いよいよ、第1主人公、シルビア編を公開しました。

第1部「12芒星魔方陣」編ではシルビア編を軸に朝倉裕貴編や岡本浩子編での出来事が繋がっています。

まだ序盤はプロローグとしての意味合いが強いですが、楽しみしてください。

「何処か具合の悪い所は無いですか?」

「はい、とくに何処も何とも無いです」

 医者はこの病院の中でも最も名医と呼ばれているらしい、聴診器を当てて心音を診てレントゲンを見て首を傾げる。

「特に外傷も病気でも無いのに3日も昏睡状態だったから意味が分からなくてね」

「そうなんですか」

 医者は俺の目を見ながら一方、左手で自分の顎を撫でている。

「君ってもしかして何か能力の発現に成功したんじゃない?」

「一緒に居た刑事さんの治癒魔法のせいでは無いのでしょうか?たしか魔法使いと言う話でしたけど」

「だが発見した警備隊の話だと君の周囲に有った多量の血液は既に致死量だったと報告だったが」

「それが治せるのが魔法なんじゃ無いですか?」

「まあ、それを言い出したら私の出る幕は無くなるのだがな」

 医者はそれじゃあ私は廃業だよと笑っているがそれと同時に魔法でしか治せない治療が有るのならそれを科学の力で治せる様に技術革新をするのも医者の努めと言っていた。

「まあ、それならそれで経過観察をしたいから後2・3日入院して貰うよ」

「まあ、実験台ですね?」

「人聞きの悪い事を言わないでくれ、まだ魔法が人体にどんな影響を与えるのか十分な研究がされていないから様子を診る。と言ってくれないか」

「同じ事じゃないですか」

 俺も医者も笑った。

 診察の後、採血とCTを撮った後、再び病室に戻ると綾香達が待っていた。と言うか女子ばかり4人とは・・・。

「朝倉君もう診察は終わったの?」

「はい、採血と後CT撮って来ました」

「CTって頭打ったの?」

「念のためだって」

 藤井先輩の返答に綾香は気になった様だ。

「でも目を覚まして良かった。このまま寝たきりだったらどうしようと思っていたの」

 橋本は胸をなで下ろしているが微妙に綾香が橋本に視線を遣っている。

「もう大丈夫だろう、明日から4人部屋に移る事になったから、綾香も随分心配させて悪かった」

「そうよ、とっても心配したんだから」

 ついさっきまで意識が無かったのだから当然個室だしまだ心電図計や酸素吸入器やらの機器が設置されている。

「じゃあ私、これで帰るね?また」

「橋本も毎日有り難う」

 橋本は綾香に気遣ってか早々に病室を後にした。

「じゃあ私達もそろそろ帰るわね、朝倉君、あとブルーバンドの件ちゃんと中野さんに説明しておきなさい。それと退院したら連絡してね」

「はい、分かりました」

 綾香は藤井先輩にまるで俺の母親かのような、一方で先輩を立てる様にお辞儀をして居る。

「じゃあ先輩、テスト頑張ってください」

 浅野は去り際に悪態をついた。

「テスト・・・?あ。中間テストいつからだった?」

 病室に独り残る綾香に聞いた。

「え、明日からだけど」

「うわー」

 俺は思わず悲鳴を上げた。


 入院中は暇だ。特に普通なら学校で事業を受けている午前中は特に暇だ。「それなら自習すれば良いのに」と問診に来る看護士が言うが4人部屋では何となく集中できないと言うかやる気が起きない。

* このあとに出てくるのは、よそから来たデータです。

PR #4009, opened 2022-10-18
Fix const variable name

joannasia:
## Description

- fixed name of const to FIX_TRIGGER_EVENT_NAME

(Resolves | Contributes to) #


joannasia:
@jakubcolony @chinins i have missed one comment from previous PR #3945 - so here is the change for that comment

jakubcolony (approved):
LGTM 👍

chinins (approved):
Very good, thank you for making sure it's updated!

 まあ自分に都合の良い言い訳な訳だがとりあえず綾香が部屋から持ってきたノートをパラパラと捲りながらどうして俺の部屋の物が何処に有るか分かっているのだろうと考えまさかアレの場所も知っているのではと不安になって来た。

 気を取り直して病院の屋上庭園に出て設置してあるベンチに座った。

 初夏の日差しが暑く感じられる5月18日晴れ、ここ2・3日曇りや雨の日が多かったせいか屋上で洗濯物が所狭しを干してある。

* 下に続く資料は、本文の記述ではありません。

Issue #3850, opened 2022-09-13
Expenditures: Update or add a tooltip to all force action toggles


Julianahlk:
## Specification

Ensure the implementation of adding a tooltip to all force action toggles matches the way it was done in this **[PR](https://github.com/JoinColony/colonyDapp/pull/3775)**  to maintain consistency across the DApp.

Figma Link - https://www.figma.com/file/CCgGsBzhX3BUENS1IvgP7N/Motions-%26-Disputes?node-id=3511%3A0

 清掃員が乾いたシーツを取り込んでいるとフェンスの前で立っている人が居た。洗濯物で隠れて見えなかったのだ。

 体格から俺と同じくらいの歳の少女で長い髪を1箇所で縛っている。病院の中なのだから当然なのだが長袖長ズボンのパジャマでずっとフェンスの向こうを見ている。

 何となく気になってベンチから立ち彼女の所に向かった。

「言い天気ですね」

 俺は声を掛けると同時に彼女の横に並びフェンスの向こうを見る。先週破壊された筈のライトライナーの駅や第1ジオフロントの跡地が見える。

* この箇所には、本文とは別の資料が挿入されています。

PR #4016, opened 2022-10-19
Fix: Input max button buggy behaviour when clicked twice

### LINKED ISSUE #4011: The Max button in Transfer Funds has an odd behaviour when clicked twice
## Steps to reproduce

It doesn't seem to happen for all safes and tokens but I've already seen it happen a few times.

1. Add a safe, e.g.:
```
Safe address: 0x358E6D7C8Fa5e55fc6A0D50E23b875c6c49fF09A
Zodiac module address: 0xa838Bd5B1e66fE90fbCb5264D3fd88f2E4e245bB
```
2. Select Transfer Funds and choose a token (for the safe above, select `WILL`).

 ライトライナーの方はもう仮復旧して既に車両が走っている。

 彼女は一度俺を見ただけで何も言わずにまたフェンスの向こうを見つめた。

「暖かいと言っても風に長く当たると体に悪いですよ?」

 返事位できるだろ!と思いつつ気を取り直してもう一度話しかけた。

「・・・の」

「え?」

「いいの、私はこのままで」

「なんで?」

「・・・」

「まあいいや、俺は病室に戻るよ、こう見えても体弱いからな」

 俺は病棟の入り口に向かって振り向いた。

「ちょっと待って」

「なにか」

「貴方、名前は?」

「え?え、あー、俺は朝倉裕貴、そっちは」

「私は宇田川(うだがわ)真代(まよ)、大誠学園の3年生よ」

「と言う事は綾香と同じ学校の・・・。俺は成神高校2年。宜しく、宇田川先輩」

 宇田川先輩はまたフェンスの向こうを見つめているが、やがてこちらに振り向いた。

「見たところ元気そうだけど、どうして入院しているの?」

「先日のテロ事件の事は知っていると思うけど、その事件に巻き込まれちゃって・・・それで入院、明日には退院だけどね」

「そう、なんだ」

 しまった、ここは病院なのだから入院生活が長く精神的に落ち込んでいる患者だって居る。

「大丈夫ですよ、直ぐに先輩も退院出来ますよ」

 フォローになっているのだろうか?宇田川先輩の表情は少し明るくなった気がした。

 昨日までの雨が止み水溜まりが乾く清々しい風が宇田川先輩の髪を撫でた。

「フフ・・。私も明日退院出来るの」

「え?そうなんですか?おめでとうございます」

 慌てる俺を見て楽しむように宇田川先輩は笑った。